### WORK TO COMPLETE
Could you copy each line of the entries that contains "does"?

### DATASET ENTRIES

PR #1751, opened 2017-11-15
Consider hyphen and underscore in fluent-plugin-generate arguments

okkez:
For example:

Following commands will generate fluent-plugin-rewrite-tag-filter
and register "rewrite_tag_filter".

    $ fluent-plugin-generate output rewrite_tag_filter
    $ fluent-plugin-generate output rewrite-tag-filter

### DIFF
--- a/lib/fluent/command/plugin_generator.rb
+++ b/lib/fluent/command/plugin_generator.rb
@@ -137,32 +137,36 @@ BANNER
   end
 
   def gem_name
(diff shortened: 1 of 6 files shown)


okkez:
Addtional information, in previous version,

```
$ fluent-plugin-generate output rewrite-tag-filter
$ fluent-plugin-generate output rewrite_tag_filter
```

These command will generate broken class name.

PR #1754, opened 2017-11-16
Use singleton_class method instead of instead of legacy trick

okkez:
This makes easy to understand code.


repeatedly:
okay. Thanks!

PR #1759, opened 2017-11-22
Cleanup server helper

repeatedly:
- Add error handling
- Reduce memory allocation
- Reuse built-in buffer

### DIFF
--- a/lib/fluent/plugin_helper/server.rb
+++ b/lib/fluent/plugin_helper/server.rb
@@ -370,6 +370,7 @@ module Fluent
         sock
       end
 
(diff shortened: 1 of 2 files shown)


repeatedly:
@mururu Could you check this?

lib/fluent/plugin_helper/server.rb
```diff
@@ -370,6 +370,8 @@ def server_create_udp_socket(shared, bind, port)
         sock
       end
 
+      PEERADDR_FAILED = ["?", "?", "name resolusion failed", "?"]
```
mururu: Very minor comment: remote_port usually returns Integer, but it returns String when failed. So it seems better to have comment about that it may return string at remote_port definition.

PR #2045, opened 2018-06-28
ssl on fluentd.org does not appear to work

plicease:
The link in rubygems doesn't seem to work for me because `fluentd.org` isn't listening to the https port.  `fluentd.org:80` does forward on to `https://www.fluentd.org`, but that isn't what is in the gemspec file.  Could change it to use http in the gemspec file maybe but better to just https everything I think.


repeatedly:
Good catch. Thanks!

PR #2049, opened 2018-07-02
fixing regex of pid/procid field for conformance to RFC5424 spec

mdalley:
Per RFC5424, the field for PROCID is either a NILVALUE (-) or ASCII field from 1 to 128 characters.
https://tools.ietf.org/html/rfc5424#section-6

Valid RFC5424 formatted log using alphanumeric PROCID value of 'proc1':
<16>1 2013-02-28T12:00:00.003Z 192.168.0.1 fluentd __proc1__ ID24224 [exampleSDID@20224 iut="3" eventSource="Application" eventID="11211"] Hi, from Fluentd!

The regex in this PR commit will properly match the example above.

Also changed the _match_ field name from __pid__ to __procid__ in the REGEX to line up with RFC5424.


repeatedly:
Don't change capture name because it breaks existing users, e.g. schema mismatch.

mdalley:
Good point.  I will resubmit PR to include just the pattern match change and leave the match name 'pid' unchanged.

mdalley:
Replaced by #2051

PR #2051, opened 2018-07-03
update regex of pid field for conformance to RFC5424 spec

mdalley:
Per RFC5424, the field for PROCID is either a NILVALUE (-) or ASCII field from 1 to 128 characters.
https://tools.ietf.org/html/rfc5424#section-6

Valid RFC5424 formatted log using alphanumeric PROCID(PID) value of '__proc1__':
<16>1 2013-02-28T12:00:00.003Z 192.168.0.1 fluentd __proc1__ ID24224 [exampleSDID@20224 iut="3" eventSource="Application" eventID="11211"] Hi, from Fluentd!

The regex in this PR commit will properly match the example above.

Replacing PR #2049


repeatedly:
Merged. Thanks!

Next, please update commits with `push -f`. No need to create new PR for update.

PR #2054, opened 2018-07-05
Consider timezone when calculate timekey

### LINKED ISSUE #1986: file timezone problem
Fluentd version: td-agent 1.0.2

I want to transfer logfile from CentOS to CentOS by fluentd.
I could transfer file but file switches at incorrect time.
My timezone is +0900.

- output files (ls -l)
 rw-r--r-- 1 root root  34201618  5月 15 09:02 test-log.20180514
 rw-r--r-- 1 root root  40060437  5月 16 09:01 test-log.20180515
 rw-r--r-- 1 root root   5943936  5月 16 10:47 test-log.20180516

I want files switch at 00:00 but actually they switch at 09:00 everyday.
When I set time_slice_format = %Y%m%d_%H files switch correctly. (test.log.20180516_01 is created at 01:00 )

how can I solve it?

config (input) :
```
<source>
 type tail
 format none
 path /var/log/test-log
 pos_file /var/log/td-agent/test-log.pos
 tag hostfrom.test-log
</source>

<match *.*>
 type forward
 <server>
  host hostlog
  port 24224
 </server>
</match>
```

config (output) :
```
<source>
 @type forward
 bind 0.0.0.0
 port 24224
</source>

<match hostfrom.test-log>
 type file
 format single_value
 buffer_path /var/log/td-agent/buffer/test-log.buf
 path /log/test-log
 append true
 path_suffix
</match>
```

okkez:
Because the timestamp of the midnight cannot be divisible by 86400 in
localtime (JST). The timestamp of the midnight is divisible by 86400
only in UTC. Therefore we must consider offset from UTC in localtime.

For example, at `2018-07-04 01:23:23 +0900`:

If timekey is 86400 and path template is `/log/%Y%m%d.log`.
In previous version, extract path template to `/log/20180703.log`.
In this version, extract path template to `/log/20180704.log`.

Fix #1986

### DIFF
--- a/lib/fluent/plugin/output.rb
+++ b/lib/fluent/plugin/output.rb
@@ -803,25 +803,32 @@ module Fluent
           if !@chunk_key_time && !@chunk_key_tag
             @buffer.metadata()
           elsif @chunk_key_time && @chunk_key_tag
-            time_int = time.to_i
-            timekey = (time_int - (time_int % @buffer_config.timekey)).to_i
+            timekey = calculate_timekey(time)
             @buffer.metadata(timekey: timekey, tag: tag)
           elsif @chunk_key_time
-            time_int = time.to_i
-            timekey = (time_int - (time_int % @buffer_config.timekey)).to_i
+            timekey = calculate_timekey(time)
             @buffer.metadata(timekey: timekey)
           else
             @buffer.metadata(tag: tag)
           end
         else
           timekey = if @chunk_key_time
-                      time_int = time.to_i
-                      (time_int - (time_int % @buffer_config.timekey)).to_i
+                      calculate_timekey(time)
                     else
                       nil
                     end
           pairs = Hash[@chunk_key_accessors.map { |k, a| [k, a.call(record)] }]
           @buffer.metadata(timekey: timekey, tag: (@chunk_key_tag ? tag : nil), variables: pairs)
+        end
+      end
+
+      def calculate_timekey(time)
+        time_int = time.to_i
+        if @buffer_config.timekey_use_utc
+          (time_int - (time_int % @buffer_config.timekey)).to_i
+        else
+          offset = Time.at(time_int).utc_offset
+          (time_int - ((time_int + offset)% @buffer_config.timekey)).to_i
         end
       end
 
--- a/lib/fluent/plugin/output.rb
+++ b/lib/fluent/plugin/output.rb
@@ -829,7 +829,7 @@ module Fluent
         if @timekey_use_utc
           (time_int - (time_int % @timekey)).to_i
         else
-          offset = Time.at(time_int).utc_offset
+          offset = Fluent::Timezone.utc_offset(time, @timekey_zone)
           (time_int - ((time_int + offset)% @timekey)).to_i
         end
       end
--- a/lib/fluent/plugin/output.rb
+++ b/lib/fluent/plugin/output.rb
@@ -304,6 +304,8 @@ module Fluent
             raise Fluent::ConfigError, "<buffer ...> argument includes 'time', but timekey is not configured" unless @buffer_config.timekey
             Fluent::Timezone.validate!(@buffer_config.timekey_zone)
             @timekey_zone = @buffer_config.timekey_use_utc ? '+0000' : @buffer_config.timekey_zone
+            @timekey = @buffer_config.timekey
+            @timekey_use_utc = @buffer_config.timekey_use_utc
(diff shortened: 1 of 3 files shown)


repeatedly:
Test failed. Could you check it?

test/plugin/test_out_file.rb
```diff
@@ -557,6 +557,42 @@ def parse_system(text)
...
+      formatted_lines = %[2011-01-02T03:14:15+09:00\ttest\t{"a":1}\n] + %[2011-01-02T03:14:15+09:00\ttest\t{"a":2}\n]
+
+      write_once = ->(){
+        d = create_driver %[
+          path #{TMP_DIR}/out_file_test
+          compress gz
+          append true
+          <buffer>
+            timekey_use_utc false
+            timekey_zone Asia/Tokyo
```
repeatedly: Could you use "+0900" like value?
I'm not sure but test on Windows fails.

repeatedly: Just commit the fix :)

lib/fluent/plugin/output.rb
```diff
@@ -825,6 +822,16 @@ def metadata(tag, time, record)
         end
       end
 
+      def calculate_timekey(time)
+        time_int = time.to_i
+        if @buffer_config.timekey_use_utc
+          (time_int - (time_int % @buffer_config.timekey)).to_i
+        else
+          offset = Time.at(time_int).utc_offset
```
repeatedly: Should consider `timekey_zone` value instead of `utc_offset`?

okkez: Maybe yes. How about the following function?

```diff
diff --git a/lib/fluent/timezone.rb b/lib/fluent/timezone.rb
index bb6fa868..0e79dd03 100644
--- a/lib/fluent/timezone.rb
+++ b/lib/fluent/timezone.rb
@@ -139,5 +139,17 @@ module Fluent
 
       return nil
     end
+
+    def self.utc_offset(time, timezone)
+      return 0 if timezone.nil?
+
+      case timezone
+      when NUMERIC_PATTERN
+        Time.zone_offset(timezone)
+      when NAME_PATTERN
+        tz = TZInfo::Timezone.get(timezone)
+        tz.period_for_utc(time).utc_total_offset
+      end
+    end
   end
 end
```

repeatedly: looks good

lib/fluent/plugin/output.rb
```diff
@@ -825,6 +822,16 @@ def metadata(tag, time, record)
         end
       end
 
+      def calculate_timekey(time)
+        time_int = time.to_i
+        if @buffer_config.timekey_use_utc
```
repeatedly: accessing object member is slower than accessing instance variable.
`@timekey_use_utc = @buffer_config.timekey_use_utc` in `configure` is better.

lib/fluent/plugin/output.rb
```diff
@@ -825,6 +824,16 @@ def metadata(tag, time, record)
         end
       end
 
+      def calculate_timekey(time)
+        time_int = time.to_i
+        if @timekey_use_utc
+          (time_int - (time_int % @timekey)).to_i
+        else
+          offset = Fluent::Timezone.utc_offset(time, @timekey_zone)
```
repeatedly: Check `@timekey_zone` format everytime is slower.
This code is called in each emit so need to avoid extra cost.
Cache the result is better.

test/plugin/test_out_file.rb
```diff
@@ -557,6 +557,42 @@ def parse_system(text)
     check_gzipped_result(path, formatted_lines * 3)
   end
 
+  test 'append when JST' do
```
repeatedly: Could you add more test with different time and timezone, e.g. `timekey_zone` is `+09:00` and actual time is `+02:00`

lib/fluent/plugin/output.rb
okkez: Hmm, we should consider DST. The naive cache is not good for DST.
What should we do?

repeatedly: I see.
One way is generating `calculate_timekey` method in `configure`.
For numeric pattern, the offset value can be embbed directly.
For name pattern, embed getting tz data in the body.
How about this?

repeatedly:
Thanks!

repeatedly:
I released v1.2.4.rc1 for testing this patch.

### TASK RESULT
ssl on fluentd.org does not appear to work
The link in rubygems doesn't seem to work for me because `fluentd.org` isn't listening to the https port.  `fluentd.org:80` does forward on to `https://www.fluentd.org`, but that isn't what is in the gemspec file.  Could change it to use http in the gemspec file maybe but better to just https everything I think.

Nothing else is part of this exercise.